PR #3821, opened 2018-07-08
Adding console warning to notify users of invalid frame config

andygroff:
* Fixes a bug

Describe the changes below:
It doesn't exactly fix a bug, but hopefully helps users discover their bugs. I have several times now set a frame height that was taller than my horizontal spritesheet. This results in zero frames and when you try to use the animation you get a console error that's pretty tough to track down:
image

I added a console warning to notify users of this, in the hopes that they will waste less time than I have tracking down why their animation won't play. I also considered forcing the row or column to 1 when they're at zero so that users would see their animation and realize the settings were off, but I wasn't sure if there might be some valid use case to having zero frames, and didn't want to break anything.

### DIFF
--- a/src/textures/parsers/SpriteSheet.js
+++ b/src/textures/parsers/SpriteSheet.js
@@ -58,9 +58,9 @@ var SpriteSheet = function (texture, sourceIndex, x, y, width, height, config)
     var column = Math.floor((height - margin + spacing) / (frameHeight + spacing));
     var total = row * column;
 
-    if(total === 0)
+    if (total === 0)
     {
-        console.warn('TextureManager.SpriteSheet: Frame config produces zero frames. Check frameWidth and frameHeight.');
+        console.warn('SpriteSheet frame dimensions will result in zero frames.');
     }
 
     if (startFrame > total || startFrame < -total)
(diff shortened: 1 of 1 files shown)


src/textures/parsers/SpriteSheet.js
```diff
@@ -58,6 +58,11 @@ var SpriteSheet = function (texture, sourceIndex, x, y, width, height, config)
     var column = Math.floor((height - margin + spacing) / (frameHeight + spacing));
     var total = row * column;
 
+    if(total === 0)
```
photonstorm: Can you add a space here please (to keep it consistent with the rest of the codebase)

src/textures/parsers/SpriteSheet.js
```diff
@@ -58,6 +58,11 @@ var SpriteSheet = function (texture, sourceIndex, x, y, width, height, config)
...
+    {
+        console.warn('TextureManager.SpriteSheet: Frame config produces zero frames. Check frameWidth and frameHeight.');
```
photonstorm: I'm happy with this addition, but I'd like to make the warning shorter as it doesn't get minified in the production bundle. Perhaps we could convey the same message with fewer words?

andygroff:
Thanks for the feedback. I've updated the code.

PR #3830, opened 2018-07-14
Update AudioFile.js

kelostrada:
This PR Fixes a bug.

Describe the changes below:

When variable `e` is undefined or null then whole game won't start. In my case some bigger mp3 file on safari cannot load (which is another issue) and javascript breaks because of that. This is a small change which at least allows the error to be shown and the game to be started anyway.


photonstorm:
👍

Rickrod82:
e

· · ·

**WORK TO COMPLETE:**
Once you have found every line above holding the word "shown", copy those lines.

**EXPECTED ANSWER:**
(diff shortened: 1 of 1 files shown)
When variable `e` is undefined or null then whole game won't start. In my case some bigger mp3 file on safari cannot load (which is another issue) and javascript breaks because of that. This is a small change which at least allows the error to be shown and the game to be started anyway.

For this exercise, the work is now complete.